Herzversagen beim Berlin-Halbmarathon

Von Thomas Waetke 17. April 2013

Beim 33. Berliner Halbmarathon ist am vorvergangenen Wochenende ein Teilnehmer gestorben. Der 24-Jährige brach kurz vor dem Ziel zusammen, konnte noch von Rettungskräften reanimiert werden, verstarb dann aber kurz darauf im Krankenhaus.

Anmerkung von Rechtsanwalt Thomas Waetke:

Aus rein rechtlicher Sicht kann man dem Veranstalter von Sportveranstaltungen grundsätzlich keine Schuld geben, wenn ein Teilnehmer aus eigenen gesundheitlichen Gründen verletzt wird oder zu Tode kommt. Der Veranstalter ist nur in besonderen Fällen verpflichtet, den Teilnehmer vorher auf seine Gesundheit untersuchen zu lassen: Müsste er dies immer tun, würde das den Veranstalter schlicht überfordern und wäre zuviel verlangt. Im Rahmen seines Lebensrisikos ist jeder Sportler erst einmal selbst für sich verantwortlich.

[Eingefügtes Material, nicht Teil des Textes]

PR #1877, opened 2015-10-28
Split embed finders into separate modules

kaedroho:
This pull request cleans up the ``wagtailembeds/embeds.py`` module by moving the "finders" into a separate folder.

PR #2127, opened 2016-01-19
Class based embed finders and new embed finder configuration

kaedroho:
Based on #1877

This pull request implements class based embed finders and a new embed finder configuration. I hope this will make embed finders more configurable solving the following problems:
- Allow additional oembed providers to be used (currently all are hardcoded)
- Make per-provider configuration possible
  - Choose which finders get used for which provider (eg, force use of oembed for instagram but use embedly for everything else)
  - Allow specifying additional parameters for certian providers such as `scheme=https` to YouTube

For example, the below configuration would use oembed for fetching youtube videos and embedly for everything else. All youtube videos would be fetched with `scheme=https`. It also adds a custom oembed provider too.

``` python
from wagtail.wagtailembeds.oembed_providers import youtube, all_providers

ISSUU = {
    'endpoint': 'http://issuu.com/oembed',
    'urls': [
        '^http(?:s)?://(?:www\\.)?issuu\\.com/[^#?/]+/docs/.+$',
    ]
}

WAGTAILEMBEDS_FINDERS = [
    {  # Override Youtube oEmbed provider to pass through an extra option
        'class': 'wagtail.wagtailembeds.finders.oembed',
        'providers': [youtube],
        'options': {'scheme': 'https'}
    },
    {  # Then try all other builtin oEmbed providers
        'class': 'wagtail.wagtailembeds.finders.oembed'
    },
    {  # Custom oEmbed provider
        'class': 'wagtail.wagtailembeds.finders.oembed',
        'providers': [ISSUU]
    },
    {  # Fallback to Embedly
        'class': 'wagtail.wagtailembeds.finders.embedly',
        'key': 'mykey'
    },
]
```

### DIFF
--- a/docs/advanced_topics/embeds.rst
+++ b/docs/advanced_topics/embeds.rst
@@ -1,0 +1,348 @@
+================
+Embedded content
+================
+
+Wagtail has builtin functionality for generating embeds for content on external
+websites such as Vimeo, YouTube and Soundcloud. The basic idea is to take a URL
+to a piece of content and generate a HTML embed for that content that can be
+nested on the page.
+
+The way these HTML embeds are generated is completely configurable. The default
+method is to query the site's `oEmbed`_ endpoint if it has one and Wagtail also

Anders kann das sein bei Kindern oder Jugendlichen; hier müsste der Veranstalter zumindest durch die Vorgabe von Arztuntersuchungen verhindern, dass ein Kind teilnimmt, für dass die Teilnahme ein gesundheitliches Risiko darstellt. Hier schreiben oftmals auch die Sportverbände eine Untersuchung vor den Wettkämpfen vor.

Der Veranstalter von Sportveranstaltungen muss aber vor den besonderen Gefahren seiner Veranstaltung warnen:

  • Je weniger diese Gefahren für den Teilnehmer ersichtlich sind bzw.
  • je weniger er sie unschwer umgehen kann,

desto mehr muss der Veranstalter diese Gefahren verhindern.

Ein Beispiel: Führt die Laufstrecke durch den Wald, muss der Veranstalter nicht vor potentiellen Kollisionen mit Bäumen warnen; jedem Teilnehmer ist bekannt, dass im Wald Bäume herumstehen. Führt die Laufstrecke aber plötzlich um eine Kurve, hinter der sich der Laufweg von ursprünglich 5 Metern auf 1 Meter verjüngt und geht es rechts einen steilen Hang herunter, dann ist diese Gefahr für den Läufer nicht ersichtlich und kaum beherrschbar: Hier muss der Veranstalter also tätig werden.

In solch einem Fall wäre es sogar fraglich, ob ein einfacher Hinweis in einem Briefing ausreichend wäre: Je krasser die Auswirkungen sein können (hier: Absturz den Hang hinunter), desto mehr muss der Veranstalter tun, bspw. durch stabile Geländer oder gar durch Verlegung der Strecke.